The Nook — walnut slatted sliding door with wine bottles visible through the slats

American Walnut · Tricorn Black · Custom Hardware

The Nook

Sound & Space

Under a staircase in Ali and Eduardo’s Salt Lake City home sat an awkward alcove with no purpose. Adjacent sat a tiny credenza holding their turntable and a Vestaboard reading “Best thing since sliced bread.” That treasured piece became the DNA for the entire project.

Eduardo wanted to transform the space into a sanctuary for his father’s vinyl collection — hundreds of records accumulated throughout the ’70s and ’80s. The solution: a hidden wine closet behind a 200-pound slatted walnut door, designed as an interplay of mass and void, wood and light.

The original plan included a floating credenza to house the records and a Technics 1200. But Ali and Eduardo decided to move — and they wanted to take the credenza with them. A floating piece can’t travel. So the credenza grew legs and became its own project entirely.

The original setup — Technics 1200 turntable, Sonos speaker, and Vestaboard mounted above the tiny credenza

The tiny credenza that started it all — turntable, Vestaboard, and a vision.

The empty alcove under the staircase — before The Nook

The space before — an awkward alcove with no purpose.

37 Slats of Walnut

It started with the credenza. I built several versions of the design around that idea — a floating cabinet with slatted doors that echoed the existing piece. The clients identified the slatted motif in early renderings and requested it as a full-height sliding panel concealing the wine closet.

The material spec: 37 slats of solid American walnut, each ¾” × 1″ × 90″, mounted on a Tricorn Black MDF panel. Custom 5-slat spacing jigs ensured consistent gaps across the entire door.

3D render of The Nook concept — slatted sliding door under staircase

200 Pounds on Skate Wheels

The door weighs 200 pounds. No commercial sliding system could handle it. The solution came from an unexpected place — inline skate wheels. I designed custom walnut mounts that house the wheels with bearings, running along a curved quarter-pipe rail at the bottom. A commercial rail at the top handles the hang and alignment.

The “crooked” rail runs smooth. The straight one didn’t. Reality versus theory — OCD lives in theory; the workshop lives in reality. I 3D-printed prototypes of the bearing mounts before committing to walnut. The final system glides the 200-pound door with one finger.

Custom walnut wheel mounts with inline skate bearings for the 200-pound sliding door 3D-printed prototype bearing mount on pine stud — testing before walnut

One Slat at a Time

This was a job of patience. Pine framing bolted to drywall. MDF panel foundation with gravity-applied glue — kettlebells doing the clamping.

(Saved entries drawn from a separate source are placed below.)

PR #1138, opened 2022-02-04
Add Showruler to Sheetview

JDavidVR:
This adds showRuler="false" to hide ruler from sheetView

```
<sheetViews>
<sheetView workbookViewId="0" zoomScaleNormal="100" view="pageLayout" showRuler="false" tabSelected="1" showRowColHeaders="0" showGridLines="0"/>
</sheetViews>
```

image

### DIFF
--- a/sheetview.go
+++ b/sheetview.go
@@ -62,7 +62,10 @@ type (
 	// how sheet is displayed, by default it uses empty string
 	// available options: pageLayout, pageBreakPreview
 	View string
-	
+	// ShowRuler is a SheetViewOption. It specifies a flag indicating
+	// this sheet should display ruler.
+	ShowRuler bool
+
 	/* TODO
 	// ShowWhiteSpace is a SheetViewOption. It specifies a flag indicating
 	// whether page layout view shall display margins. False means do not display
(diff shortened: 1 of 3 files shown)


xmlWorksheet.go
```diff
@@ -204,6 +204,7 @@ type xlsxSheetView struct {
 	WorkbookViewID           int              `xml:"workbookViewId,attr"`
 	Pane                     *xlsxPane        `xml:"pane,omitempty"`
 	Selection                []*xlsxSelection `xml:"selection"`
+	ShowRuler                *bool            `xml:"showRuler,attr,omitempty"`
```
xuri, line 207: Newly added field `showRuler` should be following order in [OOXML Spec](https://github.com/sc34wg4/OOXMLSchemas/blob/5d7db375ff5f5ecfd38d39d088a6b81a6c41e39e/Part1/OfficeOpenXML-XMLSchema-Strict/sml.xsd#L2315-L2341) to avoid generating file corrupted with compatibility issue.

xuri (changes requested):
Thanks for your PR. I've left a comment.

sheetview.go
```diff
@@ -62,7 +62,10 @@ type (
 	// how sheet is displayed, by default it uses empty string
 	// available options: pageLayout, pageBreakPreview
```
xuri, line 63: available options: pageLayout, pageBreakPreview -> available options:  normal, pageLayout, pageBreakPreview

JDavidVR: Done!

xmlWorksheet.go
JDavidVR: Done!

xuri:
LGTM, thank you very much.

PR #1149, opened 2022-02-16
improve-vba-thisworkbook-compatibility

JDavidVR:
please refer to this issue: https://github.com/qax-os/excelize/issues/1148 it has everything documented


xuri:
Thanks for your pull request. Because the default code name `ThisWorkbook` can be changed in the Visual Basic Editor, we need to provide a function to allow users to change it. I have added two exported functions `SetWorkbookPrOptions` and `GetWorkbookPrOptions` to support setting and getting the code name property of the workbook. I'll close this PR. Now you can set the codename of the workbook like this: 

```go
err := f.SetWorkbookPrOptions(excelize.CodeName("ThisWorkbook"))
```

PR #1154, opened 2022-02-17
add-FilterPrivacy-to-workbookPr

JDavidVR:
more information on this ticket: https://github.com/qax-os/excelize/issues/1152

### DIFF
--- a/workbook.go
+++ b/workbook.go
@@ -123,6 +123,11 @@ func (o CodeName) setWorkbookPrOption(pr *xlsxWorkbookPr) {
 	pr.CodeName = string(o)
 }
 
+// setWorkbookPrOption implements the WorkbookPrOption interface.
+func (o FilterPrivacy) setWorkbookPrOption(pr *xlsxWorkbookPr) {
+	pr.FilterPrivacy = bool(o)
+}
+
 // GetWorkbookPrOptions provides a function to gets workbook properties.
 //
 // Available options:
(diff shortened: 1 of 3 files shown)


workbook.go
```diff
@@ -123,6 +123,11 @@ func (o CodeName) setWorkbookPrOption(pr *xlsxWorkbookPr) {
 	pr.CodeName = string(o)
 }
 
+// setWorkbookPrOption implements the WorkbookPrOption interface.
```
xuri, line 126: I suggest the get and set implement functions following the order in [OOXML Spec](https://github.com/sc34wg4/OOXMLSchemas/blob/5d7db375ff5f5ecfd38d39d088a6b81a6c41e39e/Part1/OfficeOpenXML-XMLSchema-Strict/sml.xsd#L4200-L4220), move this function before `CodeName`, and update the available options document of the functions `SetWorkbookPrOptions` and `GetWorkbookPrOptions`

workbook.go
```diff
@@ -145,3 +150,13 @@ func (o *CodeName) getWorkbookPrOption(pr *xlsxWorkbookPr) {
 	}
 	*o = CodeName(pr.CodeName)
 }
+
+// getWorkbookPrOption implements the WorkbookPrOption interface and get the
+// filter privacy of thw workbook.
+func (o *FilterPrivacy) getWorkbookPrOption(pr *xlsxWorkbookPr) {
+	if pr == nil {
+		*o = true
```
xuri, line 158: This case was not been tested, please add a test case for this.

xuri (changes requested):
Thanks for your contribution. I've left some comments.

Then one slat at a time, careful spacing with the custom jigs, building the door flat before hanging it.

The drywall was slightly out of plumb. The MDF absorbed paint differently than expected. The wood glue had its own ideas about consistency. But the full door weight tested successfully on the first hang. Simplify, simplify, simplify — that became the mantra. Strip the rail system to essentials. Oil plus beeswax instead of three sophisticated products. Let the walnut speak for itself.

Pine framing and MDF panel installation under the staircase — tools scattered on the floor Walnut slats being glued to MDF panel with kettlebells as clamps MDF panel installed with first walnut slats — Tricorn Black behind the gaps Slatted door catching afternoon light — walnut slats casting shadows on the wall

Mass and Void

The door slides open and the wine closet appears behind it — bottles lit from above, walnut shelving, the whole thing glowing through the slat gaps like a lantern. Slide it closed and it becomes a wall of wood and shadow, 37 lines of walnut catching whatever light the room offers.

Once I embraced simplicity, the project flowed. And by the end, I didn’t want the door to be done.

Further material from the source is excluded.